## Exercise
Below are the records; they must be reproduced verbatim.

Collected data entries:
PR #305, opened 2025-03-06
Add storage versioning

zsmb13:
Keep track of current storage version. If we see an older storage version (uninitialized at the moment means it's from before 2025), we destructively migrate to the new version.

Later on, as the storage schema changes, we can create more sophisticated migrations based on the stored and current storage versions.

Fixes [#306](https://github.com/JetBrains/kotlinconf-app/issues/306)


kropp (approved):

e5l (approved):
lgtm. We may ask legal if we should ask the privacy policy and notification permissions every year

zsmb13:
Easiest to ask every year for now, just in case the text changes. Doesn't really hurt the user that much to accept it once a year even if it happens to be the same 😄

## Your response
PR #305, opened 2025-03-06
Add storage versioning

zsmb13:
Keep track of current storage version. If we see an older storage version (uninitialized at the moment means it's from before 2025), we destructively migrate to the new version.

Later on, as the storage schema changes, we can create more sophisticated migrations based on the stored and current storage versions.

Fixes [#306](https://github.com/JetBrains/kotlinconf-app/issues/306)


kropp (approved):

e5l (approved):
lgtm. We may ask legal if we should ask the privacy policy and notification permissions every year

zsmb13:
Easiest to ask every year for now, just in case the text changes. Doesn't really hurt the user that much to accept it once a year even if it happens to be the same 😄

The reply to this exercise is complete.